§ **Work to complete**
Find and copy the lines in the records beneath this task that contain the word "after".

§ **Data provided**
____________________

PR #2594, opened 2021-02-24
[13.0][OU-FIX] mass_mailing: update mailing_domain

MiquelRForgeFlow:
Updating mailing_domain filter.

--

### DIFF
--- a/addons/mass_mailing/migrations/13.0.2.0/post-migration.py
+++ b/addons/mass_mailing/migrations/13.0.2.0/post-migration.py
@@ -8,7 +8,26 @@ _unlink_by_xmlid = [
 ]
 
 
+def update_mailing_domain_filter(env):
+    if openupgrade.table_exists(env.cr, 'account_invoice'):
+        openupgrade.logged_query(
+            env.cr, """
+            UPDATE mailing_mailing
+            SET mailing_domain = replace(mailing_domain,
+                '''customer''', '''customer_rank''')
+            WHERE mailing_domain LIKE '%''customer''%'""",
+        )
+        openupgrade.logged_query(
+            env.cr, """
+            UPDATE mailing_mailing
+            SET mailing_domain = replace(mailing_domain,
+                '''supplier''', '''supplier_rank''')
+            WHERE mailing_domain LIKE '%''supplier''%'""",
+        )
+
+
 @openupgrade.migrate(use_env=True)
 def migrate(env, version):
     openupgrade.delete_records_safely_by_xml_id(env, _unlink_by_xmlid)
+    update_mailing_domain_filter(env)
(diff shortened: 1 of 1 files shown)


StefanRijnhart (approved):

pedrobaeza:
This seems very specific, as this field renaming is one of a lot. A better approach is to include this as part of the `rename_fields` method in openupgradelib.

Anyway, I would say that this is not even correct, as previous field was boolean, and the new one is an integer.

MiquelRForgeFlow:
> A better approach is to include this as part of the rename_fields method in openupgradelib.

how? :S

StefanRijnhart:
Ouch I did not think about the field type. That would leave the domain invalid even after this update.

And rename_fields would not have helped as it is not called on the change from supplier to supplier_rank (for the same reason that the type is different I imagine).

StefanRijnhart:
Not sure what such domains look like but maybe you can try to deserialize into a list and replace by member? Maybe do that in the module that defines these fields in case mass_mailing is installed? And maybe do that for other domains as well?

MiquelRForgeFlow:
I don't see the problem. If in that domain you have "`... ('customer', '=', True) ...`", and you change that by "`... ('customer_rank', '=', True) ...`", then it's still valid, right? I mean, you don't bother if customer_rank is 1, 2 or any value. You only care that it's not 0.

pedrobaeza:
@MiquelRForgeFlow tell that to the ORM, who is the one that should allow that. I don't know right now if it won't fail.

Anyway, I still insist this is very specific, and that domain is not a default that is added by the module (as we needed in v12). I wouldn't go for this here.

About `rename_fields`, you can add to the routines of the renamings to search into this field if the table and column exists. I know that this doesn't work for this specific change, but it's a good improvement for the rest and for avoiding support tickets after migration.

StefanRijnhart:
Odoo itself uses [('supplier_rank','>', 0)]. It seems wise to adhere to that or it will bite some people later on when they start assigning negative ranking (using it as some kind of credit score).

MiquelRForgeFlow:
> Maybe do that in the module that defines these fields in case mass_mailing is installed?

Why? I think the good logic is doing it here in mass_mailing, that's where the field you are modifying is.

> And maybe do that for other domains as well?

Which other domains? If there are others in other modules, then we should attend them in their corresponding modules.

____________________

§ **Written answer**
Ouch I did not think about the field type. That would leave the domain invalid even after this update.
About `rename_fields`, you can add to the routines of the renamings to search into this field if the table and column exists. I know that this doesn't work for this specific change, but it's a good improvement for the rest and for avoiding support tickets after migration.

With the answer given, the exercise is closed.